The answer is every line of the records that holds the word "Does", copied in full.

(Stored items)

━━━━━━━━━━━━━━━━━━━━━━━━━━━━━━

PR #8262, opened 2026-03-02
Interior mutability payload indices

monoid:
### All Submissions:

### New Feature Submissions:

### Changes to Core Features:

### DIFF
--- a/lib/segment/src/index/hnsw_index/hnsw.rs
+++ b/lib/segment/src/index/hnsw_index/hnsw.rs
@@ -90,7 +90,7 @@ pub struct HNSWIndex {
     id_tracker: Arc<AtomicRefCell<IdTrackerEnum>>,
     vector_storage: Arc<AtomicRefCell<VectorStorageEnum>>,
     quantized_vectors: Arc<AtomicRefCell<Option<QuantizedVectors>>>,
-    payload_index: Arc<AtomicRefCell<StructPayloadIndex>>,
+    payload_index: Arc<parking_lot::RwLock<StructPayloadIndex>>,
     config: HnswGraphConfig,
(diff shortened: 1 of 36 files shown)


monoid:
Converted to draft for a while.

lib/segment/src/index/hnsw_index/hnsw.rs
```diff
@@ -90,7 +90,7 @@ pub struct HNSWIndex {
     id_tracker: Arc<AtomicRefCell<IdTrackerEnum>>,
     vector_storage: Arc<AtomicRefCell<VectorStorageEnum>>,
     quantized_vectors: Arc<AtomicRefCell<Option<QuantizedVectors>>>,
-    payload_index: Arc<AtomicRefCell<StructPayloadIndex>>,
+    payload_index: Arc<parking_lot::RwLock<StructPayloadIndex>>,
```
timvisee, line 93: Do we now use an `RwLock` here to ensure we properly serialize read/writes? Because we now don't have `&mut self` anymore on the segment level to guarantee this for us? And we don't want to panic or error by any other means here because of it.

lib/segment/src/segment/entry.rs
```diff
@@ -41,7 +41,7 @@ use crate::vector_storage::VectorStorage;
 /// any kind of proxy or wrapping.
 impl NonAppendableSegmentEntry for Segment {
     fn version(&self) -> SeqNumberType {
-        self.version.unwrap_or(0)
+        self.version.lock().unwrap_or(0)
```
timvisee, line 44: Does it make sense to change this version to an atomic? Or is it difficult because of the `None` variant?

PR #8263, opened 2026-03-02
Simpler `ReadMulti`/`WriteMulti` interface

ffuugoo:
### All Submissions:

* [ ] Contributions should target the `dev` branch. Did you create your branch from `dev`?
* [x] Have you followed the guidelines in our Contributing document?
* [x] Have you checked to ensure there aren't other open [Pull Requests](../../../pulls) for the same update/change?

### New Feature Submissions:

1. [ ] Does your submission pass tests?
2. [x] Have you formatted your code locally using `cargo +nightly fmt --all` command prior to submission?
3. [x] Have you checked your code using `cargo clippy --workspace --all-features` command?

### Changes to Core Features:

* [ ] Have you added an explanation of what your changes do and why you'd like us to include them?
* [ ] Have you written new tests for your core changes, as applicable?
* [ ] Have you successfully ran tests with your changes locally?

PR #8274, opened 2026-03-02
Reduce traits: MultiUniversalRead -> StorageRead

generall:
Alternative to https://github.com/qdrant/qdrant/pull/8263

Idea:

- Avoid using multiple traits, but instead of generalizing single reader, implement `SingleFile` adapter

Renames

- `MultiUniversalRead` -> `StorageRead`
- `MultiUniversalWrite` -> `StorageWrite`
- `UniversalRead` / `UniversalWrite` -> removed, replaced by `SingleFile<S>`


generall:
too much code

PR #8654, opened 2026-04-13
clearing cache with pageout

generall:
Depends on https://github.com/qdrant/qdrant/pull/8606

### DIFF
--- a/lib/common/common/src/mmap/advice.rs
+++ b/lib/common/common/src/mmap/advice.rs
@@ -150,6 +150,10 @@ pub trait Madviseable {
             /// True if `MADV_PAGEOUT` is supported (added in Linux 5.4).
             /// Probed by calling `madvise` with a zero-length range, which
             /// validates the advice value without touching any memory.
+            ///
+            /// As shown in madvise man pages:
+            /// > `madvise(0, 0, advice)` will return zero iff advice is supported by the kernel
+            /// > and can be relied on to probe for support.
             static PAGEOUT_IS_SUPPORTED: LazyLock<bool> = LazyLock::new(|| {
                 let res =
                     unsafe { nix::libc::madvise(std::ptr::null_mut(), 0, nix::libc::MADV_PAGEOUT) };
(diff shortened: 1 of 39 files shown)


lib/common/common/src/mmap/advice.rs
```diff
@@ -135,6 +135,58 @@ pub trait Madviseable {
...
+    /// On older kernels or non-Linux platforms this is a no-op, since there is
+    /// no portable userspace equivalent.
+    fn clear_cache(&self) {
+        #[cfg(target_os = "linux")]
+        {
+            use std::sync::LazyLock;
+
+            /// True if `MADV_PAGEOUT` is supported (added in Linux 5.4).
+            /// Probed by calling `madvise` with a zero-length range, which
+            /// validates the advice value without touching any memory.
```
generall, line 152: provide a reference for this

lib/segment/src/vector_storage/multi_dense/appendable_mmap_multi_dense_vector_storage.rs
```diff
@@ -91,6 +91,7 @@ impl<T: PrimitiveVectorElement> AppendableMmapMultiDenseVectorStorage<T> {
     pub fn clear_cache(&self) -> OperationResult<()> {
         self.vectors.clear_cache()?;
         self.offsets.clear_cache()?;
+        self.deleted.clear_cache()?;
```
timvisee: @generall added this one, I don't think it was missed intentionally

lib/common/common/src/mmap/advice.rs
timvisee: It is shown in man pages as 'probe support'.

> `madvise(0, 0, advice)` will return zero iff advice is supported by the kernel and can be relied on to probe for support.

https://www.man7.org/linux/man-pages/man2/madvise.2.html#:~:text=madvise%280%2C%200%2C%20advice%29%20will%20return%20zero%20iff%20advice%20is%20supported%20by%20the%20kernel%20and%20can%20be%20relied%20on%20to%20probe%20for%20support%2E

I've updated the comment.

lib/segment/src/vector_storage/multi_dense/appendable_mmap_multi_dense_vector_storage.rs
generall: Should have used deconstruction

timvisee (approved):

━━━━━━━━━━━━━━━━━━━━━━━━━━━━━━

**RESPONSE AREA:**
timvisee, line 44: Does it make sense to change this version to an atomic? Or is it difficult because of the `None` variant?
1. [ ] Does your submission pass tests?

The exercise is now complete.